A way to avoid the main HTML to be affected is to create an off-screen canvas that is kept out of the DOM-tree.
This will provide a bitmap buffer and native compiled code to encode the image data. It is straight forward to do:
function imageToDataUri(img, width, height) { // create an off-screen canvas var canvas = document.createElement('canvas'), ctx = canvas.getContext('2d'); // set its dimension to target size canvas.width = width; canvas.height = height; // draw source image into the off-screen canvas: ctx.drawImage(img, 0, 0, width, height); // encode image to data-uri with base64 version of compressed image return canvas.toDataURL(); }
If you want to produce a different format than PNG (default) just specify the type like this:
return canvas.toDataURL('image/jpeg', quality); // quality = [0.0, 1.0]

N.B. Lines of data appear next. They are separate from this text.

PR #90, opened 2016-11-09
Implements EventDestination on Add/Remove Datasource  Command

rubenvp8510:
Implements EventDestination interface so it triggers an event creation when someone requests an operation for add or delete Datasources.

@jshaughn I think this was the problem of the BZ 1390756 "No MW Provider Event Shown After Deleting Datasource", Could you review this, please? Thanks :) 

Also, I'm not sure if we should implement this for other commands.


jshaughn:
@rubenvp8510 , excellent catch.  I had forgotten that for the Response to be posted to the "HawkularCommandEvent" queue that the generated class needed to implement that interface.  The interface only causes the Response to be posted to the queue, it does not guarantee an event is generated, we need to have additional support in place for that to happen (in the  listener code in Hservices and in the event catcher code in MIQ).  As it stands now these are the only two that we need to update.  We don't have the additional support in place for any others.

I will merge now.

PR #91, opened 2016-11-11
CORS filter allow empty allowed origins

pavolloffay:
@jpkrohling could you please review?


pavolloffay:
@jshaughn @stefannegrea Could you please review too?

jshaughn:
It's not totally clear to me what value we get from a null/empty CORS filter, but this seems fine for handling the situation.  What is the use case?  If it is to protect against a bad setting perhaps we  should log a warning.

pavolloffay:
Basically, it is to protect against a bad setting. When null was passed it threw NPE, when `""` was passed it threw NPE later in a path evaluation, so this PR should protect against these two errors.

jpkrohling:
Looks good to me.

PR #92, opened 2016-11-15
Introduce mvnw - a way to ensure that devs and CI use the same Maven version  A 

ppalaga:


ppalaga:
This depends on https://github.com/hawkular/hawkular-parent-pom/pull/93

.mvn/srcdeps.yaml
```diff
@@ -0,0 +1,56 @@
...
+# WITHOUT WARRANTIES OR CONDITIONS OF ANY KIND, either express or implied.
+# See the License for the specific language governing permissions and
+# limitations under the License.
+#
+
+# `.mvn/srcdeps.yaml` - the srcdeps configuration file
+
+# `configModelVersion` exists just in case we'll have to change the schema of srcdeps.yaml in the future.
+#
+# Required, no default, only 1.0 supported at the moment
```
jpkrohling: If only 1.0 is supported, why is the next line 1.1? :)

pom.xml
```diff
@@ -23,7 +23,7 @@
   <parent>
     <groupId>org.hawkular</groupId>
     <artifactId>hawkular-parent</artifactId>
-    <version>49</version>
+    <version>50-SRC-revision-0422f95715bdbc9f91fa343510e032c3b466c9dc</version>
```
jpkrohling: This needs to be updated.

.mvn/srcdeps.yaml
ppalaga: Yes, the comment is out of date. The proper solution would be to put a link to configModelVersion : srcdeps-maven compatibility matrix that I should add to srcdeps-maven docs somewhere. Let me do it before I forget. Perhaps a link to a general srcdeps.yaml doc would be a better choice here. Such one is less probable to get out of date.

jpkrohling: Or just remove it... We need this kind of doc only on the example we use for documentation purposes. Here, it's just a consumer, so, those comments are not needed.

ppalaga: I do think that it will be very handy for the maintainers to have a link to the srcdeps.yaml reference at hand here.

ppalaga: BTW, the CI is passing here now is a proof that the -SRC- version in parent works. Although it is great that it works, I think it will be more practical to release `hawkular-parent` 50 now and upgrade it here straight away in this PR. WDYT? Could you please eventually release hawkular-parent now?

ppalaga:
6c35a50 replaces 4ee0a12 with:

* Upgrade to hawkular-parent 50
* Removed comments from srcdeps.yaml and replaced them with links to the srcdeps documentation: https://github.com/hawkular/hawkular-commons/pull/92/commits/6c35a50452fb043b8e8e8779782dca954e49189d#diff-34efcdaa51afff46bba8cd9c1387e6f5R20

ppalaga:
This is ready to be merged from my PoV

PR #93, opened 2016-12-08
[HWKMETRICS-554] Fix several issues with CORS

jotak:
- payload was sent even on error 400 on invalid origin. This was because CORS validation occured at response filtering => move validation to request filter

- CORS related headers not sent for some endpoints. Related to how NamedDataPointObserver was handling the async response, i think the output stream was closed and subsequent response filter adding headers were ineffective; now use AsyncResponse::resume to complete the response.

Also replace abstract classes with utility methods so that subclasses can have better control on filters (and decrease coupling).


jotak:
For information, I've made changes locally on inventory, alerts and apm to reflect the API change... though I'm not sure if they're all ready to use an upgraded hawkular-commons

jshaughn:
@jotak Now that Alerting is packaged with Metrics, we try to stay on the same Commons version.  So wherever we update Metrics we should do the same for Alerting, whether it be masters or release branches.

jshaughn:
LGTM. Thanks, Joel!

PR #98, opened 2017-04-14
Move inventory data model & mixins to commons

jotak:
It has been cleaned from all unnecessary code.
Both hawkular-agent and hawkular-services will rely on this


jotak:
I think we can put it in commons, since it's used both by the agent and services.

metlos:
Closing this in favor of #99.

PR #99, opened 2017-04-18
Move inventory data model & mixins to commons

metlos:
This adds just one commit to #98 that fixes the test failure introduced by it.


metlos:
Squashed the commits into one as per request.

hawkular-inventory-parent/hawkular-inventory-api/src/main/java/org/hawkular/inventory/api/model/ExtendedInventoryStructure.java
```diff
@@ -0,0 +1,62 @@
...
+import java.util.Collection;
+import java.util.Map;
+
+import com.fasterxml.jackson.annotation.JsonCreator;
+import com.fasterxml.jackson.annotation.JsonProperty;
+
+/**
+ * @author Joel Takvorian
+ */
+public class ExtendedInventoryStructure {
```
jotak: I was not inspired at all when I found this name. Renaming like "IndexedInventoryStructure" would be more appropriate. But it would need to be propagated to h* agent & services

jotak: [of course I can do it later, out of this PR ;) ]

PR #100, opened 2017-04-24
Move license checker exclusions to apply globally

jshaughn:
and exclusion for .log files because release builds started failing due to files like hs_err_pid22992.log, generated during a test (probably due to openjdk).


jotak:
LGTM

PR #1258, opened 2016-09-19
[hab/mac] Prompt for core origin key when performing a Mac hab release.

fnichol:
This change alters the ordering of the `mac-build.sh` script to prompt
the user for a core origin signing key as soon as possible in the
process. As a consequence, a `wget` command is no longer present for the
mac `install.sh` program and therefore `curl` is used instead (Homebrew
installs the `wget` command whereas `curl` is available on stock Mac
installations).

gif-keyboard-4148750678897312232

### DIFF
--- a/RELEASE.md
+++ b/RELEASE.md
@@ -191,13 +191,16 @@ target component.
 
 # How-To: Build Mac Components
 
-1. Turn on and enter virtual machine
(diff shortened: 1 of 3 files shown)


thesentinels:
@fnichol, thanks for your PR! By analyzing the annotation information on this pull request, we identified @reset and @juliandunn to be potential reviewers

Worth to note that CORS restrictions applies to toDataURL().
If your app is giving only base64 encoded images (I assume they are data-uri's with base64 data?) then you need to "load" the image first:
var img = new Image; img.onload = resizeImage; img.src = originalDataUriHere; function resizeImage() { var newDataUri = imageToDataUri(this, targetWidth, targetHeight); // continue from here... }
If the source is pure base-64 string simply add a header to it to make it a data-uri:
function base64ToDataUri(base64) { return 'data:image/png;base64,' + base64; }
Just replace the image/png part with the type the base64 string represents (ie. make it an optional argument).